*** Begin section ***

PR #4527, opened 2021-07-27
Update generic-mks-robin-nano-v2.cfg

mks-viva:
Update generic-mks-robin-nano-v2.cfg EXP2_4 and EXP2_6  pin

Signed-off-by: Qiuyanhua 1224833100@qq.com


KevinOConnor:
Thanks.  The change looks fine to me.  Is "Qiuyanhua" your full real name?  https://github.com/KevinOConnor/klipper/blob/master/docs/CONTRIBUTING.md

-Kevin

PR #4528, opened 2021-07-27
Add some missing documentation for attributes on [extruder].

alexsomesan:
Was just going through the docs to setup Klipper for the first time and I noticed these attributes missing from the reference for the `[extruder]` section. They are mentioned in several example configuration and they also work as expected when configured in my use-cases.


alexsomesan:
Closing to redo formatting.

PR #4529, opened 2021-07-27
docs: missing extruder attributes docs

alexsomesan:
Add some missing documentation for attributes on [extruder].

Signed-off-by: Alex Somesan <alex.somesan@gmail.com>


KevinOConnor:
Thanks.  I don't think we need to copy the stepper field description into the extruder config section.  However, I did add a comment on the two available stepper fields in commit 4edab5b3.

-Kevin

Issue #4538, opened 2021-07-28
Documentation anchors not working on Safari, macOS and iOS


blalor:
After the (fantastic) site update #4512, anchors aren't working correctly when loading the page on Safari on iOS (14.7) and macOS (11.4, Safari 14.1.1).  For example, if I open https://www.klipper3d.org/Config_Reference.html#heater_bed in a new tab, the page doesn't scroll to the anchor, but if I click it from the nav on the right, it does.  Firefox 89.0.2 does not show this behavior.  This means that linking between sections on different pages doesn't work.

damlobster:
Thanks @blalor for spotting this, I'll look into how to solve it.

KevinOConnor:
Thanks.  Hopefully this is resolved with the merge of #4539 .

-Kevin

blalor:
It is!  Thank you!

PR #4539, opened 2021-07-28
klipper3d : anchor links not working on Safari

damlobster:
Solves issue #4538 by disabling the `navigation.instant` feature of the mkdocs-material theme which does not work well with Safari.


KevinOConnor:
Thanks.

-Kevin

PR #4540, opened 2021-07-28
filament_motion_sensor: Add time-based runout calculation

dragorn:
Add optional time-based runout calculation to filament motion sensors.
This is an alternate calculation method for detecting runout and jams
and addresses problems that can occur with some motion sensors like the
BTT sensor.

Timeout mode is disabled by default.

Signed-off-by: Mike Kershaw <dragorn@kismetwireless.net>

### DIFF
--- a/docs/Config_Reference.md
+++ b/docs/Config_Reference.md
@@ -3677,6 +3677,16 @@ detection_length: 7.0
 #   The minimum length of filament pulled through the sensor to trigger
 #   a state change on the switch_pin
 #   Default is 7 mm.
+# time_based: False
+#   When set to true, use a time-based calculation to trigger runout
+#   events instead of distance travelled.  This is less precise than
+#   length measurement, but addresses issues with some movement sensors.
+# timeout_seconds: 30
+#   When time_based is set to True, the number of seconds of no
+#   filament movement before a runout is triggered.
+#   This should be adjusted based on the length of your filament path,
+#   tolerance of jams, etc.
+#   Default is 30 seconds.
 extruder:
 #   The name of the extruder section this sensor is associated with.
 #   This parameter must be provided.
--- a/docs/Config_Reference.md
+++ b/docs/Config_Reference.md
@@ -3687,6 +3687,11 @@ detection_length: 7.0
 #   This should be adjusted based on the length of your filament path,
 #   tolerance of jams, etc.
 #   Default is 30 seconds.
+# arm_seconds: 120
+#   The amount of time from the start of printing before the filament
+#   sensor is used.  For sensors which incorrectly trigger during the
+#   homing and heatup sequence.
+#   Default is 0 seconds, immediately armed.
 extruder:
 #   The name of the extruder section this sensor is associated with.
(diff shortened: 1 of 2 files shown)


KevinOConnor:
Thanks, however I'm not sure I understand what this does differently and what the intended audience is.  How would a user set these new config options?  Is there a way to tweak the existing config (and/or existing code) so that the hardware works reliably without adding new config options?

@TheJoshW - do you have any comments?

-Kevin

dragorn:
> Thanks, however I'm not sure I understand what this does differently and what the intended audience is.

This treats a pulse-based motion sensor as a timer rather than a distance sensor.

The intended audience is anyone with a pulse-style (instead of presence-style single switch) sensor which does not accurately report distance.

After inquiring on the discord server if anyone has successfully gotten the BTT "smart sensor" to work with the length estimation, I got several replies that it wasn't just me.

> How would a user set these new config options?

Not sure I understand - the same way they set any other options? The filament motion sensor can either be monitored via estimated distance, which doesn't seem to work with some sensors like the BTT smartsensor, or by time, which has worked now for weeks with my tests.

> Is there a way to tweak the existing config (and/or existing code) so that the hardware works reliably without adding new config options?

It would appear the BTT smartsensors aren't reliable in their distance reporting, since it constantly flags an underrun/jam.

This alternate movement indicator offers a way to make them function.

zellneralex:
@dragorn for me the BTT sensor is working as is today. What I needed to do was switch it off while doing load or unload.

dragorn:
> ***@***.***(https://github.com/dragorn) for me the BTT sensor is working as is today. What I needed to do was switch it off while doing load or unload.

I've tested 3 on 2 different printers; none of them consistently work in length mode. The faults happen anywhere from 5 minutes to multiple hours into printing, unrelated to load/unload cycles.

TheJoshW:
Hi  @dragorn , are you able to describe the exact issue you are having?  I am also trying to track down a random runout issue, however mine only occurs on the second print, never on the first (no matter how long the first print is).  I have been avoiding it by restarting everything between prints until I can figure it out.  I have made a change (attached) based on Kevin's original query here: https://github.com/KevinOConnor/klipper/pull/3857#issuecomment-799033040.  I also updated get_status() to output additional useful info.  I haven't seen any issues since these changes, however I haven't been printing much lately, so if you have a chance could you try running it for me and let me know the status values if you do get a false trigger.
Thanks.
[filament_motion_sensor.py.txt](https://github.com/KevinOConnor/klipper/files/7024733/filament_motion_sensor.py.txt)

tjengbudi:
@TheJoshW i already open it as issued but the bot force to closed it

https://github.com/KevinOConnor/klipper/issues/4554

the second printing is not stable at all. 

however after first detect, the sensor will set to error state, until you move the sensor manually (with changing filament if used btt) if not after resume it will not detect the jam anymore. 
i think it is a bug. if it resume the state of the sensor will be forced to working state. so if it is not replace the filament it will said it error again and paused the printing.

PR #4543, opened 2021-07-29
Update printer-alfawise-u30-2018.cfg

Schlunze:
module: printer-alfawise-u30-2018.cfg,

added BLtouch and Filament sensor.

Signed-off-by: Schlunze <ts_reload@gmx.net>

### DIFF
--- a/config/printer-alfawise-u30-2018.cfg
+++ b/config/printer-alfawise-u30-2018.cfg
@@ -40,8 +40,9 @@ dir_pin: !PB9
 enable_pin: !PE1
 microsteps: 16
 rotation_distance: 8
-endstop_pin: !PE6
-position_endstop: 0.0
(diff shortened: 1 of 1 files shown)


KevinOConnor:
Thanks, but I'm not sure I understand this change.  Did the alfawise u30 come standard with a filament runout sensor and come standard with a bltouch?  Otherwise, see the guide on example configs at https://www.klipper3d.org/Example_Configs.html .

Separately, commits need to have a signed-off-by line containing your real full name - see: https://www.klipper3d.org/CONTRIBUTING.html

-Kevin

Schlunze:
Yes alfawise u30 has standard filament runout sensor. 
BL touch is optional and commented out. Just for the case tested pin names for stm32 are directly in the sample config.

Keep up the good work.
Greetings Schnabulator

PR #4553, opened 2021-08-02
Probe: bugfix to z_offset_apply_probe

shiftingtech:
command was accessing the wrong variable for the existing z offset,
leading to bad behavior.
--signed-off-by: Ben Eastep <shifting@shifting.ca>


KevinOConnor:
Thanks.

-Kevin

*** End section ***

> _TASK STATEMENT_
Print the full listing again, word for word.

> _OUTPUT FOR THIS EXERCISE_
PR #4527, opened 2021-07-27
Update generic-mks-robin-nano-v2.cfg

mks-viva:
Update generic-mks-robin-nano-v2.cfg EXP2_4 and EXP2_6  pin

Signed-off-by: Qiuyanhua 1224833100@qq.com


KevinOConnor:
Thanks.  The change looks fine to me.  Is "Qiuyanhua" your full real name?  https://github.com/KevinOConnor/klipper/blob/master/docs/CONTRIBUTING.md

-Kevin

PR #4528, opened 2021-07-27
Add some missing documentation for attributes on [extruder].

alexsomesan:
Was just going through the docs to setup Klipper for the first time and I noticed these attributes missing from the reference for the `[extruder]` section. They are mentioned in several example configuration and they also work as expected when configured in my use-cases.


alexsomesan:
Closing to redo formatting.

PR #4529, opened 2021-07-27
docs: missing extruder attributes docs

alexsomesan:
Add some missing documentation for attributes on [extruder].

Signed-off-by: Alex Somesan <alex.somesan@gmail.com>


KevinOConnor:
Thanks.  I don't think we need to copy the stepper field description into the extruder config section.  However, I did add a comment on the two available stepper fields in commit 4edab5b3.

-Kevin

Issue #4538, opened 2021-07-28
Documentation anchors not working on Safari, macOS and iOS


blalor:
After the (fantastic) site update #4512, anchors aren't working correctly when loading the page on Safari on iOS (14.7) and macOS (11.4, Safari 14.1.1).  For example, if I open https://www.klipper3d.org/Config_Reference.html#heater_bed in a new tab, the page doesn't scroll to the anchor, but if I click it from the nav on the right, it does.  Firefox 89.0.2 does not show this behavior.  This means that linking between sections on different pages doesn't work.

damlobster:
Thanks @blalor for spotting this, I'll look into how to solve it.

KevinOConnor:
Thanks.  Hopefully this is resolved with the merge of #4539 .

-Kevin

blalor:
It is!  Thank you!

PR #4539, opened 2021-07-28
klipper3d : anchor links not working on Safari

damlobster:
Solves issue #4538 by disabling the `navigation.instant` feature of the mkdocs-material theme which does not work well with Safari.


KevinOConnor:
Thanks.

-Kevin

PR #4540, opened 2021-07-28
filament_motion_sensor: Add time-based runout calculation

dragorn:
Add optional time-based runout calculation to filament motion sensors.
This is an alternate calculation method for detecting runout and jams
and addresses problems that can occur with some motion sensors like the
BTT sensor.

Timeout mode is disabled by default.

Signed-off-by: Mike Kershaw <dragorn@kismetwireless.net>

### DIFF
--- a/docs/Config_Reference.md
+++ b/docs/Config_Reference.md
@@ -3677,6 +3677,16 @@ detection_length: 7.0
 #   The minimum length of filament pulled through the sensor to trigger
 #   a state change on the switch_pin
 #   Default is 7 mm.
+# time_based: False
+#   When set to true, use a time-based calculation to trigger runout
+#   events instead of distance travelled.  This is less precise than
+#   length measurement, but addresses issues with some movement sensors.
+# timeout_seconds: 30
+#   When time_based is set to True, the number of seconds of no
+#   filament movement before a runout is triggered.
+#   This should be adjusted based on the length of your filament path,
+#   tolerance of jams, etc.
+#   Default is 30 seconds.
 extruder:
 #   The name of the extruder section this sensor is associated with.
 #   This parameter must be provided.
--- a/docs/Config_Reference.md
+++ b/docs/Config_Reference.md
@@ -3687,6 +3687,11 @@ detection_length: 7.0
 #   This should be adjusted based on the length of your filament path,
 #   tolerance of jams, etc.
 #   Default is 30 seconds.
+# arm_seconds: 120
+#   The amount of time from the start of printing before the filament
+#   sensor is used.  For sensors which incorrectly trigger during the
+#   homing and heatup sequence.
+#   Default is 0 seconds, immediately armed.
 extruder:
 #   The name of the extruder section this sensor is associated with.
(diff shortened: 1 of 2 files shown)


KevinOConnor:
Thanks, however I'm not sure I understand what this does differently and what the intended audience is.  How would a user set these new config options?  Is there a way to tweak the existing config (and/or existing code) so that the hardware works reliably without adding new config options?

@TheJoshW - do you have any comments?

-Kevin

dragorn:
> Thanks, however I'm not sure I understand what this does differently and what the intended audience is.

This treats a pulse-based motion sensor as a timer rather than a distance sensor.

The intended audience is anyone with a pulse-style (instead of presence-style single switch) sensor which does not accurately report distance.

After inquiring on the discord server if anyone has successfully gotten the BTT "smart sensor" to work with the length estimation, I got several replies that it wasn't just me.

> How would a user set these new config options?

Not sure I understand - the same way they set any other options? The filament motion sensor can either be monitored via estimated distance, which doesn't seem to work with some sensors like the BTT smartsensor, or by time, which has worked now for weeks with my tests.

> Is there a way to tweak the existing config (and/or existing code) so that the hardware works reliably without adding new config options?

It would appear the BTT smartsensors aren't reliable in their distance reporting, since it constantly flags an underrun/jam.

This alternate movement indicator offers a way to make them function.

zellneralex:
@dragorn for me the BTT sensor is working as is today. What I needed to do was switch it off while doing load or unload.

dragorn:
> ***@***.***(https://github.com/dragorn) for me the BTT sensor is working as is today. What I needed to do was switch it off while doing load or unload.

I've tested 3 on 2 different printers; none of them consistently work in length mode. The faults happen anywhere from 5 minutes to multiple hours into printing, unrelated to load/unload cycles.

TheJoshW:
Hi  @dragorn , are you able to describe the exact issue you are having?  I am also trying to track down a random runout issue, however mine only occurs on the second print, never on the first (no matter how long the first print is).  I have been avoiding it by restarting everything between prints until I can figure it out.  I have made a change (attached) based on Kevin's original query here: https://github.com/KevinOConnor/klipper/pull/3857#issuecomment-799033040.  I also updated get_status() to output additional useful info.  I haven't seen any issues since these changes, however I haven't been printing much lately, so if you have a chance could you try running it for me and let me know the status values if you do get a false trigger.
Thanks.
[filament_motion_sensor.py.txt](https://github.com/KevinOConnor/klipper/files/7024733/filament_motion_sensor.py.txt)

tjengbudi:
@TheJoshW i already open it as issued but the bot force to closed it

https://github.com/KevinOConnor/klipper/issues/4554

the second printing is not stable at all. 

however after first detect, the sensor will set to error state, until you move the sensor manually (with changing filament if used btt) if not after resume it will not detect the jam anymore. 
i think it is a bug. if it resume the state of the sensor will be forced to working state. so if it is not replace the filament it will said it error again and paused the printing.

PR #4543, opened 2021-07-29
Update printer-alfawise-u30-2018.cfg

Schlunze:
module: printer-alfawise-u30-2018.cfg,

added BLtouch and Filament sensor.

Signed-off-by: Schlunze <ts_reload@gmx.net>

### DIFF
--- a/config/printer-alfawise-u30-2018.cfg
+++ b/config/printer-alfawise-u30-2018.cfg
@@ -40,8 +40,9 @@ dir_pin: !PB9
 enable_pin: !PE1
 microsteps: 16
 rotation_distance: 8
-endstop_pin: !PE6
-position_endstop: 0.0
(diff shortened: 1 of 1 files shown)


KevinOConnor:
Thanks, but I'm not sure I understand this change.  Did the alfawise u30 come standard with a filament runout sensor and come standard with a bltouch?  Otherwise, see the guide on example configs at https://www.klipper3d.org/Example_Configs.html .

Separately, commits need to have a signed-off-by line containing your real full name - see: https://www.klipper3d.org/CONTRIBUTING.html

-Kevin

Schlunze:
Yes alfawise u30 has standard filament runout sensor. 
BL touch is optional and commented out. Just for the case tested pin names for stm32 are directly in the sample config.

Keep up the good work.
Greetings Schnabulator

PR #4553, opened 2021-08-02
Probe: bugfix to z_offset_apply_probe

shiftingtech:
command was accessing the wrong variable for the existing z offset,
leading to bad behavior.
--signed-off-by: Ben Eastep <shifting@shifting.ca>


KevinOConnor:
Thanks.

-Kevin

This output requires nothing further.